Stored entries

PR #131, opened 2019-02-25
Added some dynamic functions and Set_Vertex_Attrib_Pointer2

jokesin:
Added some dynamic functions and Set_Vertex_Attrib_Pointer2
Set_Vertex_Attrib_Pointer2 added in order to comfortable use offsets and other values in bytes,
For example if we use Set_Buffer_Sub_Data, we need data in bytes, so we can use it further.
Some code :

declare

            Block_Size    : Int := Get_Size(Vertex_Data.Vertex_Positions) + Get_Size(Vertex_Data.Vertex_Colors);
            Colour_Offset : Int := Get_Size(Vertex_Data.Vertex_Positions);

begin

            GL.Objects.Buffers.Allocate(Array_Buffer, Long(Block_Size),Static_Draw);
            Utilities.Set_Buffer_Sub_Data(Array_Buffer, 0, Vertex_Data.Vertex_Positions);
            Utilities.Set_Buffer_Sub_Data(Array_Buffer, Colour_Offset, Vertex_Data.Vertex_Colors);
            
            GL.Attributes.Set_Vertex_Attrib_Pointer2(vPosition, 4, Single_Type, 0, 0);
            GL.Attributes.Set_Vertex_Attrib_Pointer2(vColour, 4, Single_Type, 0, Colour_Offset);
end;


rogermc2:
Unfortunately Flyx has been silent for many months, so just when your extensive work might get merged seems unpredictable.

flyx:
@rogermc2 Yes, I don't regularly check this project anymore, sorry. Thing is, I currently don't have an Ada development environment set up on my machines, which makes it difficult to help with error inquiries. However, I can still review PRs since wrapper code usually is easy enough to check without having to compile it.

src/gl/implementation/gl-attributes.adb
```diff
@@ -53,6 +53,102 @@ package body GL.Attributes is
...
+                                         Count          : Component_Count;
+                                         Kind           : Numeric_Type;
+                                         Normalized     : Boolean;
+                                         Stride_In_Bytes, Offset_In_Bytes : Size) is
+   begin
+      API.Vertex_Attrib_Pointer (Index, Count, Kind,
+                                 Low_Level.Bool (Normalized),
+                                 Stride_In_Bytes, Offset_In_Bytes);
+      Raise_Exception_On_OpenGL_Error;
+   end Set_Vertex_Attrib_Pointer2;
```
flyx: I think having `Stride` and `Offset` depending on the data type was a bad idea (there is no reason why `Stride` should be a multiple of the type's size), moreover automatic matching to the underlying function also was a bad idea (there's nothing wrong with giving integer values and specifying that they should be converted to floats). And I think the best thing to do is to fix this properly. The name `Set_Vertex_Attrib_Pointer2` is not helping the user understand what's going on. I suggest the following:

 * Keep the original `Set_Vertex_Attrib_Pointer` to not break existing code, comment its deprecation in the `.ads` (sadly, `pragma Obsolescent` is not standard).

* * *

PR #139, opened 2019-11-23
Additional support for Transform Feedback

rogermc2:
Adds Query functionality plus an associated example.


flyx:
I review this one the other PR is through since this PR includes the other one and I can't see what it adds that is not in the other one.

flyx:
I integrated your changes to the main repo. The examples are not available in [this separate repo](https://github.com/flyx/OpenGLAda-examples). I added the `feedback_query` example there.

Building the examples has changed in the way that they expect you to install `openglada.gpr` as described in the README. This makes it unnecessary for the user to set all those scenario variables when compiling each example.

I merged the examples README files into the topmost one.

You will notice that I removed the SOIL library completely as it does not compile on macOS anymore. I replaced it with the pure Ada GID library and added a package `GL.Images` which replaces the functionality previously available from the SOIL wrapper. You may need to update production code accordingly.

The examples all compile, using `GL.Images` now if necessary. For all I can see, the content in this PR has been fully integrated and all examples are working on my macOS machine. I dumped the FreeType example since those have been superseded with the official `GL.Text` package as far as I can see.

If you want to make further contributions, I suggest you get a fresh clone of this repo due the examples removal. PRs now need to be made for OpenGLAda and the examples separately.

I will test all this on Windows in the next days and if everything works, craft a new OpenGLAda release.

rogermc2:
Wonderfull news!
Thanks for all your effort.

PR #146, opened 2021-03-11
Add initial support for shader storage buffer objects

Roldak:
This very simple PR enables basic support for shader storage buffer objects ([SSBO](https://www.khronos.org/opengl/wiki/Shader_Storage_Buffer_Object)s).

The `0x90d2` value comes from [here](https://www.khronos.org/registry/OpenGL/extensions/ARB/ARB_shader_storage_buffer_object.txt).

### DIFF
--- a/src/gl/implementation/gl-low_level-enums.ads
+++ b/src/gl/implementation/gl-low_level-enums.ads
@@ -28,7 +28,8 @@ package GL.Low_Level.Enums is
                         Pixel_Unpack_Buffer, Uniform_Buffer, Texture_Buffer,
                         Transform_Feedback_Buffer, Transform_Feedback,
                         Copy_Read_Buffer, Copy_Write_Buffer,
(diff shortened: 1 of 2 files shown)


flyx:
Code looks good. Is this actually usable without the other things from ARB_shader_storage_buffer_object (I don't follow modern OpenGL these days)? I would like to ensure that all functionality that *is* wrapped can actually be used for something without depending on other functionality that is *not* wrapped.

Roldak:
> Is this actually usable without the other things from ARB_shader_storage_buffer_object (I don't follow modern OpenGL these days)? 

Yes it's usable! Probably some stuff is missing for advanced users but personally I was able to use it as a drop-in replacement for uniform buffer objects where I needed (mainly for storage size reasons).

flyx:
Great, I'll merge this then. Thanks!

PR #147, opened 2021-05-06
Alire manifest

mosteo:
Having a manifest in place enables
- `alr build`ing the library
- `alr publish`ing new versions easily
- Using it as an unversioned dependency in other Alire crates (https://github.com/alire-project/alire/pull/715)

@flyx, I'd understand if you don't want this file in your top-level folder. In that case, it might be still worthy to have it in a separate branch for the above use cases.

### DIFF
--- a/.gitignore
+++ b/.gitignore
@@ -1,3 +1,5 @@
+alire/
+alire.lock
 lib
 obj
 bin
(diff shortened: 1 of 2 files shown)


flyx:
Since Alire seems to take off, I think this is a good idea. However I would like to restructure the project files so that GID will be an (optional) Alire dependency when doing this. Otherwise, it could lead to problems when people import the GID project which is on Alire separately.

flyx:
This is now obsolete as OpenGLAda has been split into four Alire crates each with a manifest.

* * *

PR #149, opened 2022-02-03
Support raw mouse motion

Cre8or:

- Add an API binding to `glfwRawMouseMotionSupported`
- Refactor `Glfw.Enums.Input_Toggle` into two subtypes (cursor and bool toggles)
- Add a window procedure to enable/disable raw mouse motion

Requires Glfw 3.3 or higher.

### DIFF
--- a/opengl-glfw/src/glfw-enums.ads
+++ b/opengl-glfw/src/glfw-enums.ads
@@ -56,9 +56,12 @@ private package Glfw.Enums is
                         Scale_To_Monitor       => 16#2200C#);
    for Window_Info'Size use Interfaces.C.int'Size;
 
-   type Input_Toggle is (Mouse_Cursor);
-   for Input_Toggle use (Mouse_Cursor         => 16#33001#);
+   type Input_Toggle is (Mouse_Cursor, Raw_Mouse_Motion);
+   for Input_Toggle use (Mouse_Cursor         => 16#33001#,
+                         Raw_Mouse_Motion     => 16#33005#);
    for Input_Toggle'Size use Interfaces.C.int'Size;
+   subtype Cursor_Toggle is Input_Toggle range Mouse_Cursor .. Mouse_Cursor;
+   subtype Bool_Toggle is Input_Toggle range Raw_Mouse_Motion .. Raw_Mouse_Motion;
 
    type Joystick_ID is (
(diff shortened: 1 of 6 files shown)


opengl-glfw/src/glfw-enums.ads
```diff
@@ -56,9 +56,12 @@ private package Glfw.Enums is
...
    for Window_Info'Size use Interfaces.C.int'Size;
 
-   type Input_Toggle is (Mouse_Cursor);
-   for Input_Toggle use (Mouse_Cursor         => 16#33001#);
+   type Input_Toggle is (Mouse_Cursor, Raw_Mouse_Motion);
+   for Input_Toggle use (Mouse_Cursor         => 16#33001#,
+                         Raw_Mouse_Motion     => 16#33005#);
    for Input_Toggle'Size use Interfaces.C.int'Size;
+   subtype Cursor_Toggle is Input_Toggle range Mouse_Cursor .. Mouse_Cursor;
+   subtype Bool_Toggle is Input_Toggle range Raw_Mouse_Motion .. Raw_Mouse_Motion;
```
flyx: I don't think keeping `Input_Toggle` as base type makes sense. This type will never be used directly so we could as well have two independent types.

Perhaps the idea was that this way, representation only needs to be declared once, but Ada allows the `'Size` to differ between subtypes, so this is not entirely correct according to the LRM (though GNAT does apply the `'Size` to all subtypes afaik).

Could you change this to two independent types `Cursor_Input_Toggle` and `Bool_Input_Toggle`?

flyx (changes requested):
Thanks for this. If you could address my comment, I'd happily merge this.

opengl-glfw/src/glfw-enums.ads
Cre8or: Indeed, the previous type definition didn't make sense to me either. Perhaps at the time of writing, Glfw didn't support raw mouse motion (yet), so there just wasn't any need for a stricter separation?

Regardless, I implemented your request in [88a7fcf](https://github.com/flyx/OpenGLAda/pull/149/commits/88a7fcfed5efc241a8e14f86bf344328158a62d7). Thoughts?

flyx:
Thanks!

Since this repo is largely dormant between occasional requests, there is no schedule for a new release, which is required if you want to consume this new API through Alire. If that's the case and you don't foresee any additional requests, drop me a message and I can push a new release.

> _WORK INSTRUCTION_
Look above for the line holding "PR #131, opened 2019-02-25" and the line holding "For example if". Retype both, and every line between them, word for word and nothing else.

> _EXPECTED ANSWER_
PR #131, opened 2019-02-25
Added some dynamic functions and Set_Vertex_Attrib_Pointer2

jokesin:
Added some dynamic functions and Set_Vertex_Attrib_Pointer2
Set_Vertex_Attrib_Pointer2 added in order to comfortable use offsets and other values in bytes,
For example if we use Set_Buffer_Sub_Data, we need data in bytes, so we can use it further.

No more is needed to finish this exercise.